Euclidean algorithm is an algorithm that produces the greatest common divisor of two integers. It was described by Euclid as early as in 300 BC.

On the other hand, the extended Euclidean algorithm extends his algorithm to express the greatest common divisor as an integer-linear combination of the two inputs.
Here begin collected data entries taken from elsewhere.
PR #364, opened 2026-04-29
docs: add STYLE_GUIDE.md for rules doc comments (closes #150)

### LINKED ISSUE #150: Falco Rules Doc Comments
**Motivation**

The issues I found with comments are due to practical reasons. In particular:

- There should be no empty lines between the comments and the referred item
  - This will avoid ambiguities. 
  - I guess I mostly fixed that with this PR.
- There's no standard item's comment structure
  - I would love to define a simple _Rule Doc_ convention (i.e., something similar to [Go Doc Comments](https://go.dev/doc/comment), but simpler)
- There's no clear way to distinguish sections from item's comment 

**Feature**

Implement a simple _Rules Doc Comments_ guideline and add it to the rules style guide.

**Alternatives**

Just rely on an existing convention, if any, or do nothing. However they don't look like compelling alternatives.

**Additional context**

See https://github.com/falcosecurity/rules/pull/149#issuecomment-1704317483

koiakoia:
Closes #150.

As discussed in the issue, this introduces a `STYLE_GUIDE.md` covering rule documentation conventions:

- Doc comments vs section comments (blank-line rule per @leogr's February 2026 proposal)
- First-sentence-as-summary convention for doc comments
- Override examples in tuning macros (`user_*`, `allowed_*`) — concrete `append: true` snippets
- Source attribution for list-derived data (commands, vendor URLs)
- "Explain or delete" convention for commented-out items

Each section pairs a GOOD example with a BAD example so the convention is unambiguous on review. The examples are drawn from actual items in `falco_rules.yaml` rather than invented syntax.

Also:
- Added a short pointer in `CONTRIBUTING.md` near the top (just after the license note) so contributors find the style guide without hunting for it
- Added `STYLE_GUIDE.md` to `mkdocs.yml` so it renders in the docs site

These conventions emerged from running ~77 custom rules in production on OKD, so I expect the maintainers will have refinements based on a wider rule corpus. Happy to iterate on structure, examples, or scope during review.

/cc @leogr @LucaGuerra @Issif


koiakoia:
Missed DCO on the initial push — force-pushed `af134ef` with proper `Signed-off-by` trailer. Label flipped green. Will run `pre-commit install` first next time.

leogr:
cc @falcosecurity/core-maintainers

STYLE_GUIDE.md
```diff
@@ -0,0 +1,388 @@
...
+
+Tuning macros are placeholders — their default condition is `(never_true)` or
+`(always_true)`, and operators are expected to override them locally to suppress
+false positives. Because these macros have no `desc` field, their doc comment is
+the *only* documentation an operator will read before deciding how to override.
+
+**Required in every tuning macro doc comment:**
+
+1. What the macro does (one sentence).
+2. How to override it — include a concrete `append: true` snippet.
```
ekoops: Actually, `append: true` has been deprecated in favor of `override: {replace|append}`. Could you please adjust this section? `append: true` is also used in other sections, so it would be great if you can fix it also there.

docs/STYLE_GUIDE.md
ekoops, line 1: Shouldn't this be inside docs/ for mkdocs to find it? 🤔

STYLE_GUIDE.md
```diff
@@ -0,0 +1,388 @@
...
+
+```yaml
+# Allowlist of hosts permitted to initiate SSH connections in the monitored rule.
+# Default is never_true; the rule uses double negation (and not allowed_ssh_hosts),
+# so this macro effectively allows everything when unset.
+#
+# To restrict SSH to known management hosts:
+#
+#   - macro: allowed_ssh_hosts
+#     condition: (evt.hostname in (bastion.example.com, mgmt.example.com))
```
ekoops: Mmm this example uses `evt.hostname`, that is the name of the host running Falco, not the destination host. This means that this macro doesn't provide the described behaviour.

ekoops (changes requested):

koiakoia:
@ekoops thank you for the careful review — both points well-taken. Pushed two commits:

**`be40a7e` — review feedback: override syntax + correct SSH allowlist example**

- Replaced `append: true` with `override: append` throughout (Section 3 examples, Section 5 commented-out template, and the Quick Reference table). Added a note that `override: replace` is the swap-default counterpart so operators see both forms.
- Rewrote the `allowed_*` style example. You are correct that `evt.hostname` is the Falco runner's own hostname, so the original macro could never restrict SSH peers as described. Renamed the macro to `allowed_ssh_initiators` and changed the condition to `proc.name in (ansible-playbook, scp, rsync)` — a tuning shape that matches what existing Falco rules actually use. Also called out `fd.rip` in the common-override-fields note for the peer-IP allowlist variant in case operators reach for that.

**`79f6c33` — Move STYLE_GUIDE.md into docs/ for mkdocs discovery**

Good catch — mkdocs's default `docs_dir` is `docs/`, so the top-level file would not have been picked up. The existing `mkdocs.yml` nav entry `Style Guide: STYLE_GUIDE.md` resolves to `docs/STYLE_GUIDE.md` under that default, so the move suffices without rewriting the nav. Added a small comment in `mkdocs.yml` so the path resolution is obvious to future readers.

Happy to make further changes if you spot anything else.

CONTRIBUTING.md
```diff
@@ -6,6 +6,10 @@ This repository includes a dedicated guide for contributing rules, outlining the
 
 All rules must be licensed under the [Apache 2.0 License](./LICENSE).
 
+For comment and documentation conventions within rule files (doc comments,
+section comments, tuning-macro override examples, and list provenance), see
+**[STYLE_GUIDE.md](STYLE_GUIDE.md)**.
```
leogr, line 11:
```suggestion
**[STYLE_GUIDE.md](docs/STYLE_GUIDE.md)**.
```

Since the file lives under `docs/` now, this link needs the prefix, otherwise it 404s from `CONTRIBUTING.md` 🙏

docs/STYLE_GUIDE.md
```diff
@@ -0,0 +1,395 @@
...
+
+Tuning macros are placeholders — their default condition is `(never_true)` or
+`(always_true)`, and operators are expected to override them locally to suppress
+false positives. Because these macros have no `desc` field, their doc comment is
+the *only* documentation an operator will read before deciding how to override.
+
+**Required in every tuning macro doc comment:**
+
+1. What the macro does (one sentence).
+2. How to override it — include a concrete `override: append` snippet.
```
leogr, line 140:
```suggestion
2. How to override it — include a concrete `override:` block snippet (e.g. `condition: append`).
```

Same syntax point as the inline comments below 🙏

docs/STYLE_GUIDE.md
```diff
@@ -0,0 +1,395 @@
...
+# Suppresses "Read sensitive file untrusted" for known-legitimate readers.
+# Default is never_true (no suppression). To allow specific processes:
+#
+#   - macro: user_known_read_sensitive_files_activities
+#     condition: (proc.name in (my_backup_agent, my_audit_tool))
+#     override: append
+#
+# Use `override: replace` to swap the default condition entirely instead of
+# extending it. Common override fields: proc.name, proc.exepath,
+# container.image.repository.
```
leogr, line 156:
```suggestion
#     override:
#       condition: append
#
# Use `condition: replace` (instead of `append`) to swap the default condition
# entirely. Common override fields: proc.name, proc.exepath,
# container.image.repository.
```

`override` is a block in the canonical syntax (the value selects per-field append/replace). For a macro it is `condition: append`; for a list, `items: append`. See 👉 https://falco.org/docs/concepts/rules/overriding/

I verified with `falco -V` on 0.43.0: the single-value form (`override: append`) loads but produces schema warnings, so I would rather we teach the right shape from day one 🙏

docs/STYLE_GUIDE.md
```diff
@@ -0,0 +1,395 @@
...
+# To restrict SSH initiation to known automation tooling:
+#
+#   - macro: allowed_ssh_initiators
+#     condition: (proc.name in (ansible-playbook, scp, rsync))
+#     override: append
+#
+# Use `override: replace` to swap the default condition entirely instead of
+# extending it. Common override fields: proc.name, proc.exepath, fd.rip
+# (for peer-IP allowlists). See also: macro never_true for the placeholder
+# pattern.
```
leogr, line 192:
```suggestion
#     override:
#       condition: append
#
# Use `condition: replace` (instead of `append`) to swap the default condition
# entirely. Common override fields: proc.name, proc.exepath, fd.rip
# (for peer-IP allowlists). See also: macro never_true for the placeholder
# pattern.
```

Same here 🙏

docs/STYLE_GUIDE.md
```diff
@@ -0,0 +1,395 @@
...
+
+```yaml
+# Optional: treat any node process in a container as a protected shell spawner.
+# Disabled by default because node is also widely used as a build-pipeline tool
+# where spawning shells is expected. Enable by overriding this macro to remove
+# the never_true guard:
+#
+#   - macro: possibly_node_in_container
+#     condition: (proc.pname=node and proc.aname[3]=docker-containe)
+#     override: replace   # swap the default never_true guard entirely
```
leogr, line 304:
```suggestion
#     override:
#       condition: replace   # swap the default never_true guard entirely
```

Same here 🙏

docs/STYLE_GUIDE.md
```diff
@@ -0,0 +1,395 @@
...
+
+---
+
+## Quick Reference
+
+| Situation | Convention |
+|-----------|------------|
+| Comment immediately precedes an item (no blank line) | Doc comment — documents that item |
+| Comment has a blank line before it AND below it | Section comment — labels a group |
+| Tuning macro (`user_*`, `allowed_*`) | Doc comment must include override snippet with `override: append` (or `override: replace`) |
```
leogr, line 378:
```suggestion
| Tuning macro (`user_*`, `allowed_*`) | Doc comment must include override snippet using an `override:` block (e.g. `condition: append` or `condition: replace`) |
```

Same syntax fix as above 🙏

docs/STYLE_GUIDE.md
```diff
@@ -0,0 +1,395 @@
...
+| First sentence of any doc comment | Summarize purpose; avoid "This macro…" preamble |
+
+---
+
+## Relationship to the Existing Style Guide
+
+This guide covers **comment conventions only**. For rule expression style,
+output format, tag requirements, and maturity-level criteria, see the
+[Falco Rules Style Guide](https://falco.org/docs/rules/style-guide/) and
+[CONTRIBUTING.md](CONTRIBUTING.md).
```
leogr, line 391:
```suggestion
[CONTRIBUTING.md](../CONTRIBUTING.md).
```

`CONTRIBUTING.md` is at the repo root, so from here it needs `../`. Otherwise the relative link breaks 🙏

Who came up with the extended Euclidean algorithm?

  • 2
    $\begingroup$ One does not need the extended Euclidean algorithm to derive the Bezout identity: the identity can be proved in other ways. For a homework assignment, I derived Bezout's identity in "math camp" (the Ross Mathematics Program) many years ago by looking at the set of linear combinations of the two given values. This is an existence proof, not computational and not using the Euclidean algorithm. Could you rewrite the title to this question? $\endgroup$ May 24, 2018 at 9:21
  • $\begingroup$ @Rory Presuming that you refer to this method of deriving Bezout (or its variant using division with remainder vs subtraction) then it in fact does (implicitly) use the Euclidean algorithm. Further, it is not only an existence proof since it has an immediate constructive extension that leads to one form of the extended Euclidean algorithm.. $\endgroup$ Jul 5, 2018 at 14:07

2 Answers 2


The earliest forms of the extended Euclidean algorithm are ancient, dating back to 5th-6th century A.D. work of Aryabhata - who described the Kuttaka ("pulverizer") algorithm for the more general problem of solving linear Diophantine equations $ ax + by = c$. It was independently rediscovered numerous times since, e.g. by Bachet in 1621, and Fermat and Wallis, and by Euler circa 1731.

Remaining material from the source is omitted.